_Exercise requirements_
Only the lines holding "thoughts" are wanted; find them in the listing and return each one.
=== Data ===
PR #222, opened 2021-05-04
POC Survival metrics for naive ROC curve and naive ROC AUC

DavisVaughan:
Still needs:

- Many tests
- Documentation
- Decision on what `_vec()` versions should do. Should the ROC AUC vec version take a `time` argument and a vector of `estimate`s (rather than the nested tibble structure)? That way it can return a single number?
- Export the ROC AUC vec variant


DavisVaughan:
It seems like survival requires R >= 3.5

mattwarkentin:
Performance metrics for survival models are near and dear to my heart/work. I have spent years of my PhD working on/with calibration and discrimination metrics for survival, competing risks, and multi-state settings.

I am wondering where would be the best place (if one exists) to engage in any discussions/planning you all might be having when thinking about how to implement such metrics for these contexts. I would love to contribute (thoughts or code).

topepo:
For performance measures, yardstick is the place. Otherwise, probably the censored package repo is best.

EmilHvitfeldt:
We ended up not going with this approach.

Issue #240, opened 2021-11-19
Access underlying data of `autoplot()` objects


joeycouse:
The `autoplot()` functions are great out of the box for quick insights, but I wish there was a way to access the underlying data used to generate said plots. For example the `autoplot.conf_mat()` does the data prep and the plotting. If users could access the underlying data we could generate custom visualizations.

The data prep isn't trivial either especially for the "mosaic" type plots. 

https://github.com/tidymodels/yardstick/blob/5f1068ff8bdd402416996da35352526a80c4c966/R/conf_mat.R#L343-L379

It would be great if there was an optional arg to just return the data or even a separate user facing function. Hadley describes this as a best practice [here](https://r-pkgs.org/r.html#isolate-side-effects).

> 7.5.3 Isolate side effects
Creating plots and printing output to the console are two other ways of affecting the global R environment. Often you can’t avoid these (because they’re important!) but it’s good practice to isolate them in functions that only produce output. This also makes it easier for other people to repurpose your work for new uses. ***For example, if you separate data preparation and plotting into two functions, others can use your data prep work (which is often the hardest part!) to create new visualisations***.

Let me know what your opinions are. I know there's a bunch of different `autoplot()` functions so any change probably warrants further discussion. Thank you!

juliasilge:
I know I would love this, because I will end up [overloading some of these methods](https://github.com/juliasilge/juliasilge.com/blob/master/content/blog/datasaurus-multiclass/index.Rmarkdown) when I want to use them in blog posts, etc.

opus1993:
I would use this feature as well to apply my fill color scale, along with prismatic to flip the color of the text labels on the dark tiles.

PR #248, opened 2021-12-10
Add `extract_plot_data()` and fill argument to `autoplot()` for type = "mosiac"

joeycouse:
Resolves part of #240 

Just putting this out there to get your thoughts on the interface. I've implemented an `extract_plot_data()` function for the confusion matrix class which returns a list with the relevant plot data. 

Would need to be extended for other `autoplot()` use cases e.g. roc_curve, etc.  If you think this is something worth merging I can put together the other methods. Just wanted to get y'alls take before putting more effort into this. Thanks!


juliasilge:
Is there some existing generic we should use for this, rather than making a new one? `fortify` comes to mind, although the [docs say not to use it](https://ggplot2.tidyverse.org/reference/fortify.html).

joeycouse:
The only function I'm aware of that achieves something similar is the `ggplot2::ggplot_build()` which accepts a plot object and returns a dataframe of the plot data. Although the returned dataframe isn't in a format I think would address #248 
adequately. 

``` r
library(tidymodels)
#> Registered S3 method overwritten by 'tune':
#>   method                   from   
#>   required_pkgs.model_spec parsnip

data("two_class_example")

two_class_example %>%
  conf_mat(truth, predicted) %>%
  autoplot() %>%
  ggplot_build() %>%
  pluck(1)
#> [[1]]
#>      fill  xmin  xmax       ymin       ymax PANEL group colour size linetype
#> 1 #4f58bd   0.0 258.0  0.0000000 -0.8798450     1     1     NA  0.5        1
#> 2  grey70   0.0 258.0 -0.8898450 -1.0100000     1     2     NA  0.5        1
#> 3  grey70 260.5 502.5  0.0000000 -0.2066116     1     2     NA  0.5        1
#> 4 #4f58bd 260.5 502.5 -0.2166116 -1.0100000     1     1     NA  0.5        1
#>   alpha
#> 1   0.9
#> 2   0.9
#> 3   0.9
#> 4   0.9
```

<sup>Created on 2021-12-17 by the [reprex package](https://reprex.tidyverse.org) (v2.0.1)</sup>

topepo:
I don't think that it is a good idea to make a new generic. The `tidy()` method should translate the object to a  tabular data structure that can be used as the substrate for the `autoplot()` method. The `tidy()` method for the confusion matrix is maybe not the best (I think that I wrote it) and can be improved to make some of your (and Julia's) code more concise. 

That would be enough to get data for the heatmap but the mosaic plot would need some additional, non-tabular data. So, I propose: 

1) I'll update the PR to improve the `tidy()` method: 

2) @joeycouse can take their [work on `cm_mosaic_data()`](https://github.com/tidymodels/yardstick/pull/248/files#diff-a1a0cf15cc1c8554713b5d628b63876cb9b8dbb0f0975fe71e54f947a1514a68R350-R403) to make a function that we can export so facilitate custom mosaic plots. 

I don't think that we need `cm_heat_data()` nor do we need to export `get_axis_labels()`. 

@DavisVaughan and @juliasilge how does that sound?

juliasilge:
I think this sounds like a good way to go 👍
===
_Result_
I am wondering where would be the best place (if one exists) to engage in any discussions/planning you all might be having when thinking about how to implement such metrics for these contexts. I would love to contribute (thoughts or code).
Just putting this out there to get your thoughts on the interface. I've implemented an `extract_plot_data()` function for the confusion matrix class which returns a list with the relevant plot data. 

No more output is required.